И в язычество он старался увести за собой народ еврейский. /
Мы стояли на вершине Иродиона. Земля вокруг
казалась пустынной, заселенной скудно. Тоже, наверно, видел с этой точки и
сам Ирод. И казалось ему, что нет
большей защиты, чем это пространство пустой, насквозь проглядываемой земли. /
Рабы насыпали холм ярус за ярусом. Рабы
пробили в толще камня резервуары для воды. Рабский труд – был еще одной
попыткой Ирода вернуться к идолам окружающего мира. /
Не было подлее и кровожадней царя в истории евреев. Будто послан он был
в наказание за нарушение принципа иудаизма: никогда, никого не обращать в нашу
веру насильно. Царь Гиркан сделал это с завоеванным народом – идумеями. Среди
обращенный были дед и бабка Ирода. Гордуса - в ивритной транскрипции./
Пирамида в Иудее возникла не случайно. Когда
Ирод не был занят бесконечными интригами и убийством, он строил. Этот царь –
убийца и зодчий строил много и успешно. /
Ненавистник евреев и независимого еврейского
государства, верный холуй римлян будто в насмешку воздвиг неприступную крепость
Масаду. Веком позже крепость эта стала последним рубежом сопротивления
великой войны с Римом. Гордус никогда не
был верным иудеем, но достроил Второй Храм с необыкновенной роскошью. Он не
любил Иерусалим, но поднял стены вокруг вечного города. Он основал Кейсарию,
насильно повернув евреев к морю. Он строил крепости, театры, стадионы, гавани.
Он надеялся на благодарность народа, но
так ее и не дождался. Грех природного убийцы, а Гордус уничтожил мудрецов
Синедриона, свою жену, многих родственников и родных сыновей, ему не могли
простить. И, как природному убийце, даже христианская традиция приписала Ироду
поголовное уничтожение младенцев мужского пола./
И вот, когда Ирод понял, что он, несмотря ни
на что, не смог стать своим для евреев -
настоящим царям Израиля, он придумал бегство в Иродион. Гордус безжалостно
подавил очередной мятеж, заживо сжег 42 вождя восстания, и начал насыпать эту
белую гору – холм – пирамиду. Здесь он рассчитывал найти покой и защиту от вечно
недовольных евреев. /
На горе ведутся раскопки. Многое уже отрыто. В
любом случае, понятен размах замысла Ирода, но больше всего впечатляют
подземные резервуары для воды и фантастические виды на Иудею с вершины
Иродиона. /
Пирамида эта необыкновенно интересна, как
попытка увести народ наш от его корней, традиции и культуры. Что только не
предпринимали ассимилянты. Вот даже гору насыпали и построили на вершине
античный дворец./
Гордус – Ирод инстинктивно старался сохранить
о себе память. Ему это удалось. Масада, Кейсария, вот эта пирамида, и многое
другое – память об Ироде, но ничто не смогло обелить его образ. Образ самого
жестокого, подлого и вероломного царя в истории Эрец-Исраэль. /
И когда я читал об этом, то даже не
подозревал, как важно все увидеть своими глазами, притронуться к камням древних
построек, подняться по ступеням, выбитым когда-то рабами для царских сандалий.

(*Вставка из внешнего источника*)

PR #403, opened 2017-07-04
Fix a typo in variable name

harryi3t:


lib/collection/proxy-config.js
```diff
@@ -147,7 +147,7 @@ _.assign(ProxyConfig.prototype, /** @lends ProxyConfig.prototype */ {
         }
 
         updatedProtocols = _.intersection(AllOWED_PROTOCOLS, _.castArray(protocols));
-        _.isEmpty(updatedProtocols) && (updatedProtocols = ALLOWED_PROTOCOLS);
```
SamvelRaja: It is right, change in initializer

PR #410, opened 2017-07-11
Removed v2 collection schemas from source

kunagpal:


shamasis:
Instead of this, we should migrate all schema to this repo

PR #418, opened 2017-07-17
Update .travis.yml to kill ssh-agent

shamasis:


shamasis:
The change is already done in https://github.com/postmanlabs/postman-collection/pull/417

PR #428, opened 2017-08-01
Empty header bugfix

kunagpal:
Reported by @DotNetRockStar in https://github.com/postmanlabs/newman/issues/1154.


shamasis:
@kunagpal - it seems that in update, a blank key was sent. Which implies that it has a key and as such it should be updated. Then why are we changing it?

shamasis:
If it works in postman - why's it different for Newman? Please explain F2F.

shamasis:
The fix cannot go in the constructor or the update function since, collection while saved, can have a state where key is blank. Instead, the place where runtime (or anyone) procures the header for usage, the check is put in there. That would be in runtime > requester > util -> getRequestHeaders

Issue #415, opened 2017-07-13
Support "disabled" in query params


WoLfulus:
I'm trying to generate a collection with several `disabled by default` query parameters, but passing `disabled` to query params doesn't actually disables them.

Looking at the exported JSON and the source code, only `key` and `value`  are present.

Is there a reason why `disabled` wasn't included in query params like headers?

kunagpal:
This a fix for this bug has been added in #429, and has now been released. Feel free to reopen if you're facing difficulties. Thanks! 😄

PR #429, opened 2017-08-01
Corrected disabled Query Param handling

kunagpal:
With this pull request, a query param list with one or more disabled query params will be correctly converted to it's string equivalent.

This takes care of https://github.com/postmanlabs/newman/issues/1114, https://github.com/postmanlabs/postman-app-support/issues/3361 and #415

### DIFF
--- a/lib/collection/query-param.js
+++ b/lib/collection/query-param.js
@@ -150,18 +150,20 @@ _.assign(QueryParam, /** @lends QueryParam */ {
             }, []);
         }
 
-        var encode = options && options.encode,
-            ignoreDisabled = options && options.ignoreDisabled,
+        var str,
+            encode = options && options.encode,
+            ignoreDisabled = options && options.ignoreDisabled;
 
-            // construct a query parameter string from the list, with considerations for disabled values
-            str = params.reduce(function (result, param) {
-                // If disabled parameters are to be ignored, bail out here
-                if (ignoreDisabled && param.disabled) { return result; }
+        // construct a query parameter string from the list, with considerations for disabled values
+        str = params.reduce(function (result, param) {
+            // If disabled parameters are to be ignored, bail out here
+            if (ignoreDisabled && (param.disabled === true)) { return result; }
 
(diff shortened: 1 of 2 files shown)


kunagpal:
@shamasis I've compacted and cleaned the logic used here.

lib/collection/query-param.js
```diff
@@ -136,26 +136,34 @@ _.assign(QueryParam, /** @lends QueryParam */ {
...
-        str = params.map(function (param) {
-            return QueryParam.unparseSingle(param, encode);
-        }).join(AMPERSAND);
+        var encode = options && options.encode,
+            ignoreDisabled = options && options.ignoreDisabled,
+
+            // construct a query parameter string from the list, with considerations for disabled values
+            str = params.reduce(function (result, param) {
+                // If disabled parameters are to be ignored, bail out here
+                if (ignoreDisabled && param.disabled) { return result; }
```
shamasis: Disabled === true?

lib/collection/query-param.js
```diff
@@ -136,26 +136,34 @@ _.assign(QueryParam, /** @lends QueryParam */ {
...
         }
 
-        str = params.map(function (param) {
-            return QueryParam.unparseSingle(param, encode);
-        }).join(AMPERSAND);
+        var encode = options && options.encode,
+            ignoreDisabled = options && options.ignoreDisabled,
+
+            // construct a query parameter string from the list, with considerations for disabled values
+            str = params.reduce(function (result, param) {
```
shamasis: Keep str; in var and move the function body out of var definition. One level less indentation and that the main work of this function is then not tucked inside a var.

kunagpal: Done 👍

lib/collection/query-param.js
kunagpal: Done 👍

shamasis:
ALso, new algorithm is 4.7 times faster than old.

PR #436, opened 2017-08-11
Code coverage improvements - Part III

kunagpal:
* Before:
```
Statements   : 94.46% ( 1211/1282 )
Branches     : 91.16% ( 1166/1279 )
Functions    : 94.51% ( 310/328 )
Lines        : 94.56% ( 1182/1250 )
```

* After:
```
Statements   : 99.3% ( 1272/1281 )
Branches     : 97.81% ( 1251/1279 )
Functions    : 99.7% ( 327/328 )
Lines        : 99.36% ( 1241/1249 )
```

### DIFF
--- a/test/unit/response.test.js
+++ b/test/unit/response.test.js
@@ -21,6 +21,33 @@ describe('Response', function () {
             expect(response).to.be.ok();
         });
 
+        it('should handle the absence of Buffer gracefully', function () {
+            var response,
+                originalBuffer = Buffer;
+
+            delete global.Buffer;
+            expect(function () {
+                response = new Response({ stream: originalBuffer('random').toJSON() });
+            }).to.not.throwError();
+
+            expect(response).to.be.ok();
+            global.Buffer = originalBuffer;
+        });
+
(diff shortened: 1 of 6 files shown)


test/unit/response.test.js
```diff
@@ -21,6 +21,33 @@ describe('Response', function () {
             expect(response).to.be.ok();
         });
 
+        it('should handle the absence of Buffer gracefully', function () {
+            var response,
+                originalBuffer = Buffer;
+
+            delete global.Buffer;
+            expect(function () {
+                response = new Response({ stream: originalBuffer('random').toJSON() });
```
kamalaknn: Can you move the value assigned to `stream` up as a variable?

It would make more sense to read the test as 

1. Create a value as `Buffer('random').toJSON()`
2. Remove `Buffer`
3. Make sure `new Response()` works without `Buffer`
4. Restore `Buffer`

Right now, removing the `Buffer` and accessing it again looks weird.

kunagpal: Done.

PR #437, opened 2017-08-18
Better VariableScope layers

kunagpal:
With this pull request, the `_layers` property is only initialized to a blank array on demand. It was an empty array by default earlier.

Code coverage remains at 98%, same as before.

### DIFF
--- a/lib/collection/variable-scope.js
+++ b/lib/collection/variable-scope.js
@@ -82,9 +82,9 @@ _.inherit((
         // in above line, we clone the values if it is already a list. there is no point directly using the instance of
         // a variable list since one cannot be created with a parent reference to begin with.
 
-        this._layers = [];
-
         if (layers) {
+            this._layers = [];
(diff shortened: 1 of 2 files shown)


lib/collection/variable-scope.js
```diff
@@ -82,9 +82,9 @@ _.inherit((
         // in above line, we clone the values if it is already a list. there is no point directly using the instance of
         // a variable list since one cannot be created with a parent reference to begin with.
 
-        this._layers = [];
-
         if (layers) {
+            this._layers = [];
```
shamasis: I recall already doing this. How did it get reverted?

kunagpal: Looks like that was my fault 😓 
https://github.com/postmanlabs/postman-collection/pull/384/commits/851ca618f399a93926f56ba3fa7209e6e5473022

PR #438, opened 2017-08-18
Fixed AWS Auth bug where signing failed if URL had port

harryi3t:


lib/collection/request-auth/awsv4.js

Никакие книги не заменят живых следов истории. Но здесь я не совсем прав.
Археология – это тот же способ читки великой книги жизни, но иным, более
хлопотным и долгим способом. /
В Иродионе сделал попытки прочесть раскрытые
археологами страницы. И , конечно, только бегло пробежал текст. Сколько нужно
времени и специальных знаний, чтобы до конца расшифровать тайные знаки времени.